Maximum occupancy balls in bins with limited independence

Consider the probability that $k$ particular balls go into the same bin. By $k$-wise independence, this is $n^{-k}$ for each bin, or $n^{-k+1}$ when we sum over all bins. On the other hand, if we choose a random $k$-tuple of indices, the probability that these are all sent to the same bin is at least the probability that all $k$ are sent to the bin with the highest load $X_n$, so if we condition on $X_n$, the probability is at least ${X_n \choose k} / {n \choose k}$.

Unfortunately, $x \choose k$ is not always convex as a function of $x$, so we have to modify it slightly to use convexity. For $k \in \mathbb{N}, x\in \mathbb{R}$, define ${x \choose k}^+ = {\begin{cases} {x \choose k}, x \gt k-1 \newline 0, x \le k-1\end{cases}} = \frac{1}{k!}\prod_{i=0}^{k-1} \max (0,x-i).$ Since each factor $\max (0,x-i)$ is convex and nonnegative, the scaled product ${x \choose k}^+$ is convex.
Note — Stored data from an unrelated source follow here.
PR #4556, opened 2019-12-09
jupyter-web-app: Use SubjectAccessReviews instead of KFAM

### LINKED ISSUE #2981: Notebook Spawner should check for edit permissions before spawning the notebook

kimwnasptd:
closes #2981 

With this PR Jupyter Web App will use k8s `SubjectAccessReviews` to check whether a user is authorized to perform an action on the k8s api server.

This PR should be merged after [manifests/655](https://github.com/kubeflow/manifests/pull/655) is merged, which gives permissions to JWA's ServiceAccount to use SubjectAccessReviews.

/cc @yanniszark 
/cc @kunmingg 
/cc @jlewi 
/assign @kimwnasptd

---
This change is [Reviewable](https://reviewable.io/reviews/kubeflow/kubeflow/4556)

### DIFF
--- a/components/jupyter-web-app/backend/kubeflow_jupyter/common/api.py
+++ b/components/jupyter-web-app/backend/kubeflow_jupyter/common/api.py
@@ -77,8 +77,8 @@ def wrap(fn, *args, **kwargs):
 
 # API Functions
 # GETers
-@auth.needs_authorization("get", "core", "v1", "pvcs")
-def get_pvcs(namespace):
+@auth.needs_authorization("list", "core", "v1", "pvcs")
+def list_pvcs(namespace):
     return wrap_resp(
         "pvcs",
         v1_core.list_namespaced_persistent_volume_claim,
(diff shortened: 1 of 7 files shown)


components/jupyter-web-app/backend/kubeflow_jupyter/common/api.py
```diff
@@ -111,149 +77,95 @@ def wrap(fn, *args, **kwargs):
...
-def get_secret(ns, nm, user=None):
-    if not is_authorized(user, ns):
-        return {
-            "success": False,
-            "log": "User '{}' is not authorized for namespace '{}'".format(
-                user, ns
-            )
-        }
-
+# @auth.needs_authorization("list", "storage.k8s.io", "v1", "storageclasses")
```
kunmingg: uncomment?

kimwnasptd: Currently users added with the Profile flow (either owner or edit/view) will get a `RoleBinding` that will give them `kubeflow-admin` permissions on this namespace.

But, in order to list StorageClasses the user will need to have a `ClusterRoleBinding` which is not currently supported.  To keep the current UX I let JWA to use its own credentials for this call. I will open an issue for us to keep track of this detail and discuss whether it makes sense to change the Profiles mechanism to support this case.

Also, as a side note, JWA exposes only one endpoint `/api/storageclasses/default` which will use this function in order to determine if a default storageclass is set. So currently an unauthorized user will not be able to use this function to list storageclasses.

jlewi:
/assign @kunmingg 
/assign @lluunn 

@kunmingg and @lluunn could one of you take the lead on reviewing this PR?

kimwnasptd:
@lluunn @kunmingg kind reminder for this. 

The [PR](https://github.com/kubeflow/manifests/pull/655) for updating the manifests to give permissions to JWA for `SubjectAccessReviews` has also been merged.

By Jensen's inequality, the probability $k$ balls go to the same bin is at least ${E[X_n] \choose k}^+ / {n \choose k}$. So, $k$-wise independence implies

$$\begin{eqnarray}{E[X_n] \choose k}^+ &\le & {n \choose k}n^{-k+1} \newline &\le & \frac{n}{k!} \newline \prod_{i=0}^{k-1} \max(0,X_n-i) &\le & n \newline \max(0,E[X_n]-k+1)^k &\le & n \newline E[X_n] &\le & \sqrt[k]{n} + k-1. \end{eqnarray}$$


I think https://arxiv.org/abs/1502.05729 might be at least a partial answer to my question. It shows "a $k$-independent family of functions that imply [heaviest loaded bin] size is $\Omega(n^{1/k})$".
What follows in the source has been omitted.